Информация собиралась крохами, порой из самых неожиданных источников, и как всегда, самыми осведомленными оказались не благородные рыцари и землевладельцы, а простые солдаты, которые что-то где-то увидели, за кем-то что-то заметили, что-то услышали, что-то узнали через десятые руки родичей и приятелей…
— Косса перебирался из замка в замок один, Австрийца с ним не было.
Неведомо, что снилось в эти ночи Фридриху — нескончаемая очередь легионеров, лекарей и пленных или бумаги с расчетами «как перестроить изрядно поредевшую армию» с подпунктами «как безопасно и с пользой включить в нее новых союзников», но выглядел молодой Император вряд ли намного лучше майстера инквизитора и на каждом их кратком совете Курту казалось, что тот вот-вот закроет глаза и уснет прямо там, где сидит.
Альта, пребывающая подле своего подопечного в любую минуту, когда не спала и не удалялась по своим надобностям, смотрелась чуть живее, но тоже более походила на привидение, чем на женщину из плоти и крови. Как себя чувствует другое опекаемое ею создание, Курт не спрашивал, справедливо рассудив, что любые проблемы станут очевидны сразу и не только ей.

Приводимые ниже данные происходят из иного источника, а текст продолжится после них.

PR #237, opened 2026-08-05
fix(sun-times): solar noon is the meridian transit, and now it is anchored

g-battaglia:
## The defect

`solar_noon` was the midpoint between sunrise and sunset. That equals the meridian **only while the Sun's declination is stationary** — so the old value was exactly right at the solstices and on the equator, where anyone spot-checking it would look, and wrong everywhere else.

Measured against two national observatories:

| | midpoint error |
|---|--:|
| Rome, equinox | +21.5 s |
| Ushuaia, equinox | +33.5 s |
| Reykjavík, April | **+62.4 s** |
| Rome, solstice | −0.1 s |
| Quito, equinox | −0.1 s |

And when the rise/set pair straddles local midnight the midpoint lands on the **wrong civil day** entirely — Singapore did.

Nothing in the library computes on this field (it is printed in the report, serialised into the AI context, and returned to callers), so the correction is visible rather than structural.

**New**: solar noon is now reported on **polar days and nights** too. A transit is a meridian crossing, not a horizon crossing — the Sun culminates on a day it never rises. `day_length` stays `None` there.

## Why it survived

Nothing tested it against anything outside this repository. Golden snapshots prove *constancy*, which a wrong number satisfies perfectly. So the fix ships with the two guards that were missing.

### Anchors — `tests/core/test_sun_times_anchors.py`

Values transcribed by hand from the **US Naval Observatory** and **IMCCE (Observatoire de Paris)**, same UTC civil day, capture date recorded, **no script can rewrite them**.

The tolerances are shaped by what the sources actually do, not by what would be convenient:

- they **agree** on sunrise and transit → held to 45 s of USNO
- they **disagree by ~2 min on sunset** (a horizon convention; and at Wellington it is USNO that is the outlier while IMCCE agrees with us) → every event must additionally lie inside the span the two of them bracket
- **above 60° latitude, no time-domain claim at all.** The Sun grazes the horizon, `dh/dt` collapses, and clock time stops being a well-conditioned way to state an error. That cut-off is *asserted*, not assumed: the same two services that agree to a minute at mid-latitudes differ by **10 and 11 minutes at Tromsø**, and `test_the_cut_off_latitude_is_earned` says so.

17 anchored sites, both hemispheres, four seasons, single-timezone extremes (Ürümqi), date-line side (Wellington), UTC-day straddles (Singapore, Tokyo).

### Altitude invariant — `tests/core/test_sun_times_altitude_invariant.py`

Never compares times. Takes the instant we return and asks **Skyfield** where the Sun was. (Honesty note from review round 3: the backend is itself built on Skyfield's machinery, so this is a second *use*, not a second implementation — what the suite isolates is everything kerykeion adds on top: bookkeeping, search, pairing, transit-vs-midpoint. Common-mode truth is the anchors' job.)

- true **upper limb at −33.59′**, spread **2.5″** across ten sites and four seasons
- **solar noon's hour angle under 0.1 s** of time
- **`is_diurnal` flips within a second** of the geometric centre crossing zero

Reverting solar noon to the midpoint kills **10** of these and **3** anchors, so neither file is decorative.

The documented gap between sunrise and diurnality (3.3 min at the equator, 4.4 at Rome, 8.2 at Reykjavík) is pinned there too, because the README now quotes it and prose drifts.

## Dependency: libephemeris 3.0.0rc15 → 3.0.0

Validated rather than assumed — see the second commit. Full cross-engine parity against a **file-backed** reference: identical verdicts, identical counts, 5213 quantities. Direct value-by-value diff: **16337 compared, 16267 bit-identical**. House cusps and angles did not move at all.

The 70 that moved are sidereal ayanamsas at 0.0014″ and the apsis family at 0.064″ — plus the eight Uranian points, which go from a disordered ±20″ scatter against the reference to a uniform +2..3″ bias (8 of 9 improve, Kronos by 20″). The 29 regenerated report fixtures are that and nothing else: **exactly eleven points changed position, all analytically-modelled bodies, none a planet, an angle or a cusp.**

⚠️ Worth recording: the parity grid does **not** cover the Uranian family, so a 36″ change passed 5213 comparisons unseen and only the report snapshots caught it.

## Documentation

The horizon convention is now stated where callers meet it — apparent upper limb, semidiameter from the real distance rather than a fixed 16′, standard-atmosphere refraction, level sea horizon at any elevation. Both the README and the model docstrings say plainly that sunrise and `is_diurnal` answer different questions and must never be derived from one another.

## Verification

- `poe test:extended` — **10684 passed**, 1390 skipped (10611 before, +73 new)
- `poe lint` — All checks passed
- `poe typecheck` — 0 errors, 1 pre-existing warning
- `poe analyze` — no issues in 108 source files
- mutation: midpoint reverted → 10 invariant tests + 3 anchors go red

https://claude.ai/code/session_011FVi6KXwFmp564FrQFbYRQ

## Summary by CodeRabbit

- **Bug Fixes**
  - Solar noon now reflects the Sun’s actual meridian transit rather than a sunrise/sunset midpoint.
  - Solar-noon times remain available during polar day and night, while day length correctly remains unavailable when sunrise or sunset is absent.
  - Sunrise and sunset calculations now consistently apply upper-limb and atmospheric-refraction conventions.

- **Documentation**
  - Clarified solar-noon semantics, polar-day behavior, sunrise/sunset calculations, and the distinction between sunrise and diurnal status.

- **Tests**
  - Added broad validation against astronomical reference observations and independent solar-geometry checks.

---

## Round 3 (blind adversarial review, all findings fixed in `2ca86c6b`)

- The rewritten `_polar_state` docstring still carried a name this project never uses, in a line this branch itself added — rewritten to point at the constant whose note owns the 0.006° gap.
- The altitude suite's "shares no code" independence claim was **false** (see note above); its module docstring now states exactly what it does and does not isolate.
- **A transit on the wrong civil day was invisible to the whole suite**: every comparison unwraps to the nearest day. Proven by reverting solar noon to the midpoint — Singapore answered 2026-08-06 for a 2026-08-05 request and stayed green. A new date-pinning test covers all 19 grid cases; the same mutant now fails 5 of them.
- The module-level transit blindfold in the mocked suite also covered the two **real-ephemeris** classes, silently zeroing their transit coverage — the round-2 commit message's "three tests still call the backend for all six helpers" was wrong (five real, one fake). Both classes now shadow the fixture with a no-op.
- The declination count is **19, not 17**: the dual-return fixture carries Mean Lilith and Mean Priapus in both its tables — the exact duplicate-cell trap the CHANGELOG paragraph warns about caught its own correction.
- The factory docstring recovered the transition-day qualifier ("day_length can exceed 24 h") it had dropped.

### DIFF
--- a/CHANGELOG.md
+++ b/CHANGELOG.md
@@ -95,7 +95,11 @@
   Descendant 15, Imum Coeli 15) across 28 fixtures, plus **122 non-angle speed
   cells** — the Uranian points and, not previously named anywhere,
   True Lilith 12, True Priapus 12 and Interpolated Perigee 11 — and
-  **17 declination cells**. `ascmc_speed` comes from `houses_ex2`; the parity
+  **19 declination cells** (Mean Lilith 8, Mean Priapus 8, Hades 1, White
+  Moon 1, Admetos 1 — a first count said 17, having taken the dual-return
+  fixture's Lilith and Priapus rows once when that file carries them in both
+  its tables: the very duplicate-cell trap this paragraph warns about).
+  `ascmc_speed` comes from `houses_ex2`; the parity
   front excludes cusp and angle speed by design, so the campaign could not have
   seen any of it.
 
--- a/CHANGELOG.md
+++ b/CHANGELOG.md
@@ -52,17 +52,36 @@
 
 ### Changed
 
-- `libephemeris` pinned to **3.0.0** (from `3.0.0rc15`). Validated rather than
-  assumed: a full cross-engine parity campaign against a file-backed reference
-  returned identical verdicts and identical counts over 5213 compared quantities,
-  and a direct value-by-value diff of 16337 quantities found 16267 bit-identical.
-  House cusps and angles did not move at all. The 70 that did are sidereal
-  ayanamsas at 0.0014″ and the apsis family at 0.064″, and the eight Uranian
-  points, which go from a disordered ±20″ scatter against the reference to a
-  uniform +2..3″ bias — 8 of 9 improve, Kronos by 20″. The report fixtures were
-  regenerated for that reason and no other: exactly eleven points changed
-  position, all of them analytically-modelled bodies, none of them a planet, an
-  angle or a cusp.
+- `libephemeris` floor raised to **>=3.0.0,<4** (from the exact `==3.0.0rc15`).
+  Validated rather than assumed, and the evidence is worth stating precisely
+  because a first draft of this entry overstated it.
+
+  The cross-engine parity campaign, run against a file-backed reference before
+  and after, returned **identical per-domain counts over 5213 compared
+  quantities** and no divergence appearing or disappearing. Note the verdict it
+  returns is RED in both runs — the pre-existing sidereal-ayanamsa and
+  deep-time offenders — so "identical" means unchanged, not clean. The campaign
+  was also run under kerykeion `6.0.0a75`, the version its lockfile pins.
+
+  Two further measurements come from ad-hoc scripts rather than from that
+  campaign, and are reproducible but not archived in any repository: a
+  value-by-value diff of 16337 quantities found 16267 bit-identical, and the
+  eight Uranian points move from a ±20″ scatter against the reference to a
+  uniform +2..3″ bias (8 of 9 improve, Kronos by 20″). The parity grid does not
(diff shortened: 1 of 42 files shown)


g-battaglia:
@coderabbitai review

— Один совсем? — многозначительно уточнил Фридрих, и Курт кивнул:
— Верный вопрос. Если подразумевать «без охраны и вооруженного отряда» — да, один. Если «один ad verbum» — не совсем. С ним были «огромный одноглазый громила» (очевидно, Гуиндаччо Буанакорса, больше некому) и еще два итальянца («один почти всегда молчит, но явно скользкий тип, второй все время суетится и истерит»). Ленца и Гоцци, описание — точнее некуда. Что интересно, из одного замка Косса выехал с тремя подручными, а в другой прибыл с двумя, потеряв Гоцци где-то по пути.
— Отослал с каким-то поручением?..
— «Все время суетится и истерит», — повторит Курт. — Думаю, что вероятней всего иной вариант: доистерился. А в Поттенбрунн он явился уже лишь с одним из своих помощников: с Ленцей. Куда подевался громила и почему — неведомо.

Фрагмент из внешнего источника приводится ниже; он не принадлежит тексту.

PR #239, opened 2026-08-07
feat(charts): modern declutter is measured, optimal, and content-aware

g-battaglia:
## What

Three upgrades to the modern wheel's collision handling, each derived from **browser measurements** instead of guessed constants:

### 1. Separations are measured
`PLANET_MIN_SEPARATION` 8.0 → **7.25**, and the dual rings' shared hardcoded `10.0` becomes `SYN_OUTER_MIN_SEPARATION` **5.75** / `SYN_INNER_MIN_SEPARATION` **7.5** — the values `scripts/measure_modern_separation.py` proves safe by rendering adversarial worst-content clusters and reading real ink boxes out of Chrome.

### 2. Placement is displacement-optimal (PAVA)
The forward-walk resolver anchored the first planet of a cramped run and pushed everyone else ahead. `_resolve_planet_collisions` is now an **isotonic regression** (pool-adjacent-violators on separation-deflated coordinates): the provable least-squares placement preserving zodiacal order and pairwise gaps. Cramped runs spread symmetrically around their true center of mass; a wraparound guard clips the fit when a layout would close the cut gap.

| fixture | worst displacement | mean |
|---|---|---|
| natal stellium 2000-02-26 | 7.4° → **4.6°** | 2.0° → **1.2°** |
| natal all-points (52 pts) | 30.0° → **15.8°** | 8.0° → **4.9°** |
| synastry outer ring | 43.4° → **20.7°** | 15.3° → **7.4°** |

### 3. Pairs reserve what they draw
Each adjacent pair's separation comes from its own measured ink — glyph artwork, the exact degree/minute strings, an `rx` row only when retrograde — capped at the ring's measured ceiling so no layout can regress. Both ink axes count: clusters stay upright while the wheel turns, so at the worst orientation neighbours pinch on the **diagonal**, where width-only spacing under-reserves by up to 40% (caught by the adversarial harness before shipping, twice — see below).

## How it was validated (browser-first)

- `scripts/measure_modern_separation.py` gained three modes: `floor` (how tight can a constant go before ink touches), `adversarial` (render mixed narrow/wide, retro/direct clusters with the real drawing code and pixel-measure every gap), `dump-ink` (rasterize all 56 glyphs + 12 signs + 91 row strings and write `kerykeion/charts/glyph_ink_metrics.py`; `poe regenerate:glyph-ink`).
- The adversarial probe **failed two intermediate models** — width-only spacing, then high-resolution-only text metrics (font hinting at wheel sizes) — and shipped only after every engineered worst case keeps ≥ 0.24 wheel-units of daylight.
- `scripts/report_modern_displacement.py` prints the before/after table above.
- `tests/core/test_modern_decluttering.py`: 57 tests, including block-centering (the PAVA signature), an independent O(n²) PAVA cross-check, perturbation/KKT optimality, displacement-regression pins, and content-aware invariants.

## Regeneration

Modern SVG baselines (62), `tests/data/v6_gallery`, `docs/charts` — non-modern files untouched (their pre-existing staleness is left for a separate cleanup).

## Checks

- `poe test:core`: 5518 passed · `test_chart_parametrized`: 76 passed
- `poe lint` / `poe typecheck`: clean

https://claude.ai/code/session_018cyj31AKfuV526TmRa63o2


g-battaglia:
Second round, prompted by review: the spacing was still wider than the ink justified.

**Orientation-aware separations.** The per-pair requirement was the all-orientation worst case (`hypot(widths, heights)`), but every rendered pair sits at a known orientation: near the top of the wheel neighbours sit side by side (widths bind), at the sides they stack vertically (only the much smaller text heights bind). Requirements are now evaluated where the pair actually sits, solved to a fixed point with a ratcheted refinement loop that only accepts a placement after re-evaluating it against itself. Side-of-wheel text pairs pack ~40% tighter.

**The wheel pins its text font.** The adversarial harness caught something better than a bug in the model: the modern wheel never declared a `font-family`, so the same chart rendered serif standalone and inherited whatever font the embedding page used — the probe page's own `monospace` was bleeding into the SVGs under test. No spacing table can be sound against an unknown font. The wheel root now declares `Arial, Helvetica, sans-serif` (metric-compatible with Liberation Sans on Linux) and the ink tables are measured in that stack. **Visible change:** standalone charts now render cluster/cusp text in sans-serif.

Updated displacement table (vs the branch's starting point):

| fixture | worst | mean |
|---|---|---|
| natal stellium | 7.4° → **2.7°** | 2.0° → **0.7°** |
| natal all-points | 30.0° → **14.3°** | 8.0° → **4.5°** |
| synastry outer ring | 43.4° → **13.0°** | 15.3° → **3.9°** |

Adversarial probe: PASS on 192 synthetic wheels across eight orientations, no ink touching. 5518 + 76 tests green, lint/typecheck clean, modern baselines regenerated.

g-battaglia:
Review round (xhigh, 32 agents): 15 verified findings, all fixed in 4ec91835.

**The theme:** the font pin had reached the production wheel but not the measurement instruments. The probe page's `monospace` was still bleeding into the SVGs under test, the dump rasterizer measured the six text-based glyphs (As/Mc/Ds/Ic/Av/Vx) in default serif, and the full-chart template's 28 text nodes had no pin at all. All instruments now measure under the pinned stack; floors re-measured honestly: ink touches at **6.25 / 5.00 / 6.25°** — the shipped ceilings keep 0.75–1.25° of slack, documented as headroom for wider-inking fallback fonts (Liberation Sans is now named in the stack, unquoted because the SVG post-processing rewrites quote characters).

**Also fixed:**
- Code-injection sink in the `--dump-ink` POST endpoint (payload now validated against the script's own glyph/text catalog before touching generated Python).
- Adversarial gate now fails below 0.2 wheel-units of daylight (was: any non-negative gap); probe pads stroke-only glyph boxes by their stroke reach. Healthy state measures 0.32+ everywhere.
- Orientation refinement that exhausts its rounds logs a warning instead of shipping an unvalidated placement silently.
- `SIGN_INK` lookups get the same conservative fallback as glyphs and texts.
- Consolidation: `svg_metadata.py` is the one kr:-attribute parser (was 3 regex copies); `_pair_required_separation` is shared by resolver and tests; natal row Ys are single-source module constants pinned by the live copy; straight-tether threshold shared; generated-module docstring corrected; CHANGELOG entries merged with final figures.

5522 + 76 tests green, lint/typecheck clean, modern baselines regenerated (font attribute + Main_Chart pin), XML validity spot-checked.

— И Австрийца с ним все это время не было… Но Альбрехт вывел свою армию на эту битву, стало быть — в Поттенбурнне они вместе. Стало быть, Альбрехт направился сюда сразу же, собирать и организовывать войско. А это значит, Косса и впрямь всего лишь тянул время, зная, что однажды осядет именно здесь и… И что? Зачем ему было нужно это время?

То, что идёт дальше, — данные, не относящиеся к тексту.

PR #247, opened 2026-08-11
refactor: one package per domain, plus a visible v5 upgrade path

g-battaglia:
## What and why

`kerykeion/` was organised in two incompatible ways at once: 33 domains lived in packages with a re-exporting `__init__.py`, while 16 modules — often the largest in the library — sat as single files in the package root. The naming inside the packages was split too: `firdaria/factory.py` next to `eclipses/eclipse_factory.py`.

After this PR, **`kerykeion/__init__.py` is the only `.py` file in the package root**. Everything else lives in a domain package with a uniform internal naming rule.

Public behaviour is unchanged.

## The naming rule

1. One file at the top level: `kerykeion/__init__.py`.
2. The package is the domain, the file is the role: `X_factory.py` → `X/factory.py`.
3. Inside a package, no prefix repeating the package: `eclipses/eclipse_factory.py` → `eclipses/factory.py`.
4. `factory.py` is reserved for the factory the package is named after; a second technique keeps its own domain name (`secondary_progressions/solar_arc.py`).
5. Nothing else is renamed. A name that does not violate 2 or 3 and carries no legacy prefix stays as it is.

Rule 5 is why `orb_utils.py`, `config_constants.py`, `chart_defaults.py`, `rulers.py`, `catalog.py`, `nakshatra_*.py` and `draw_*.py` are untouched: their prefix is a real distinction, not a repetition.

## What moved

The 16 root modules became packages — `astrological_subject/factory.py`, `report/generator.py`, `geonames/fetcher.py`, `utilities/core.py`, `ephemeris_backend/backend.py`, and so on — plus 23 renames inside existing packages, and `schemas/` dropping the legacy `kr_` prefix (`kr_models` → `models`, `kr_literals` → `literals`, `kerykeion_exception` → `exceptions`).

`kr_types/`, the v4.x shim deprecated since v5, is removed. `setup.cfg` goes with it: it configured flake8, which is not among the project gates, and named a file that no longer exists.

Two names keep their full form on purpose. `swisseph_setup/` stays, because `python -m kerykeion.swisseph_setup` is documented — the CLI now reaches it through `__main__.py`, with an explicit `prog=` so `--help` prints what it printed before. `ephemeris_backend/` stays too: `ephemeris/` would have read as a sibling of `ephemeris_data/`, moving 142 references for a name that is less clear, not more.

## The public API does not move

`kerykeion.__all__` exports the same 120 names, and a snapshot of every export plus the JSON schema of every Pydantic model among them is **byte-identical** before and after. That is the load-bearing check for the Astrologer API, whose OpenAPI document is built from these models.

`AstrologicalSubjectFactory` moved file, but `from kerykeion import AstrologicalSubjectFactory` is untouched — and so is `from kerykeion.utilities import localize_naive`, thanks to a flat facade on that package.

## The new gate

`scripts/check_import_graph.py`, wired into `poe check`, covers what mypy and pyright structurally cannot: they only look at `kerykeion/`, so the ~1500 module paths in `tests/`, `scripts/` and `examples/` were unchecked, and the ones written **inside strings** were invisible to every existing tool.

Four modes, each aimed at a failure that otherwise stays silent:

- **`--paths`** — every `kerykeion.*` path resolves, whether written as an import or as a string constant.
- **`--patch-targets`** — no `mock.patch` target sets an attribute on a *package*. When `foo.py` becomes `foo/`, patching `"kerykeion.foo.Thing"` still succeeds while the code under test reads `kerykeion.foo.impl.Thing`: the patch quietly does nothing.
- **`--loggers`** — every `logger=` string in the tests names a logger some module actually registers. `caplog.at_level(logger="pkg")` keeps capturing through the hierarchy after a move, so a stale name leaves a filter that verifies nothing.
- **`--fresh-imports`** — each module imports on its own in a cold interpreter. pytest, mypy and `pkgutil.walk_packages` always import `kerykeion/__init__.py` first, so none of them can see a cycle reachable only leaf-first.

It earned its keep three times: 7 `caplog` filters left pointing at a package, 5 tests patching through a module alias, and — before any file moved — an `ImportError`-based `hasattr` in `kerykeion/__init__.py`.

## Fixes found on the way

- `test_no_warning_when_se1_present` asserted a string was **absent** from stderr without checking `returncode`, so it passed even when the subprocess died of `ImportError` — blind exactly where it mattered.
- `mypy_path = "kerykeion"` also resolved `utilities`/`report`/`schemas` as top-level modules, which would have masked any import written without the package prefix.
- ruff `INP001` on `kerykeion/`: a forgotten `__init__.py` silently yields a working PEP 420 namespace package, and nothing else catches it.
- The composite polar snippet called `CompositeSubjectFactory(polar_a, polar_b)` with neither name ever bound. Pre-existing — both were already undefined before this branch.
- `SIGN_CODES` is now exported from `kerykeion.schemas`, so the one consumer that needs it no longer imports a private module path.

## Verification

| Gate | Result |
|---|---|
| `poe test:core` | 5662 passed, 144 skipped |
| `poe test:extended` | 10888 passed, 1390 skipped |
| `poe lint` / `poe analyze` | clean |
| `poe imports` / `imports:fresh` | clean (1517 paths, 51 patch targets, 130 cold imports) |
| `poe docs:check` | 120/120 exports documented |
| `poe docs:snippets` | 400/400 |
| `poe build:smoke` | wheel renders a chart — templates and themes ship correctly |
| public API + Pydantic schema snapshot | byte-identical |

`poe typecheck` reports one pyright error in `report/generator.py`. It is **pre-existing**: the same error appears at `7e3f7733` with the code byte-identical, and this branch also removes a warning that was there.

---

# Part two: making the silent half of the v5 upgrade visible

The layout change above is invisible to anyone importing `from kerykeion import X`. While verifying that, a separate and worse problem surfaced, so it is fixed here too.

Upgrading from v5 breaks in two ways, and only one is loud. The loud one is the removed API — `AstrologicalSubject` and friends raise an `ImportError` naming their replacement, and that case takes care of itself. The quiet one hits the users who **had already migrated correctly**: v6 changed defaults that alter results, so code written against the v5 factory API keeps running and returns different numbers.

| What | v5 | v6 | Effect on unchanged v5 code |
|:-----|:---|:---|:----------------------------|
| Default active points | 18 | 14 | `Descendant`, `Imum_Coeli`, `True_South_Lunar_Node`, `Mean_Lilith` are no longer computed |
| Sun/Moon aspect orbs | no adjustment | `+1.5°` | Aspects appear or disappear near the orb boundary |
| `ChartDrawer` style | `"classic"` | `"modern"` | A different drawing, and a different saved filename |

All three verified against `git show v5:…`, not inferred. Nothing raises, nothing warns: the user finds out weeks later, looking at a chart that does not match.

**1. The removed-name `ImportError` now names the changed defaults too.** It is the one moment we know the reader is looking, so it reports both halves of the upgrade instead of only the one they asked about.

**2. `kerykeion.settings.V5_DEFAULT_ACTIVE_POINTS`** restores the old point set explicitly, for anyone needing numerical continuity. Deliberately a frozen historical record, not a maintained preset — it will not follow future changes to the defaults, and the docstring says so. `DEFAULT_ACTIVE_POINTS`, `DEFAULT_ACTIVE_ASPECTS` and `ALL_ACTIVE_POINTS` are re-exported alongside it so callers depend on the package facade rather than on `config_constants`' filename.

**3. A "What changes in the results" section in the migration guide**, with runnable examples for all three — including `point_orb_adjustments={}` for v5-equivalent orbs and `style="classic"` for the v5 drawing. The guide previously covered renamed APIs only and said nothing about behaviour.

### No v5 compatibility wrapper, deliberately

`kerykeion/backword.py` still exists in `git show v5:` and could be restored cheaply, with its 1205-line test suite. Against it: with the defaults staying breaking, a wrapper removes the *signal* without removing the *change* — the code would run and the results would still differ. The `DeprecationWarning` meant to compensate is hidden by default in Python unless the call sits in `__main__`, so in any real application it is invisible. The `ImportError` is doing useful work: it is what sends people to the guide.

Worth recording: those classes were *already* deprecated wrappers in v5, and the layer was removed deliberately in `2309807c`. Restoring it means signing up to maintain it again, and to have the same discussion at v7.

The eight new tests pin the claims rather than the implementation: that v6 only ever *dropped* points from the default set (so the guide's "18 → 14, nothing added" cannot silently become false), that every v5 point is still computable today, and that passing the constant genuinely brings the four missing points back.

## Companion change

`v6.astrologer-api` is pinned to `kerykeion==6.0.0a83` from PyPI, so it is unaffected until the bump. Its imports have been aligned on branch `chore/kerykeion-package-layout`, using facades valid in **both** the pinned version and this tree — verified against each (1217 passed on a83; the suite also runs against a wheel built from this branch), with `openapi.json` regenerating byte-identical.

One note for whoever does the bump: `tests/baselines/advanced_report` will need regenerating, as it did for a81. That divergence does not come from this PR — the report grew Motion and OOB columns in `feat/report-enrichments`, already merged here but not yet published.


g-battaglia:
@coderabbitai review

— Увы, настолько далеко солдатская наблюдательность не распространяется, — развел руками Курт. — Мы продолжаем допросы, само собой, но пока информация приходит одна и та же или не приходит вовсе. Есть одна деталь, которая может иметь значение, но какое — не могу сказать… При себе Косса возит некий деревянный ящик.
— Какого вида? — подала голос Альта, и он невесело усмехнулся:
— Да, сундук с магическим барахлом я тоже предположил первым делом. Но нет, это не сундук, не ларец, не короб, не реликварий, это именно ящик — сколоченный из дощечек, узкий и высокий, и именно так Косса его при себе и возит — стоймя. Только. И я бы, возможно, не придал этому значения; мало ли, что можно таскать с собою, когда ты по сути в одиночестве перебираешься из укрытия в укрытие по осенней Австрии, но. Один из допрошенных, рассказывая об этом, сказал «ящичек» и показал вот так, — Курт развел ладони, изобразив нечто размером с большую кружку. — А еще один сказал «ящик» и показал вот так, — ладони разошлись дальше, и теперь между ними уместился бы небольшой винный кувшин.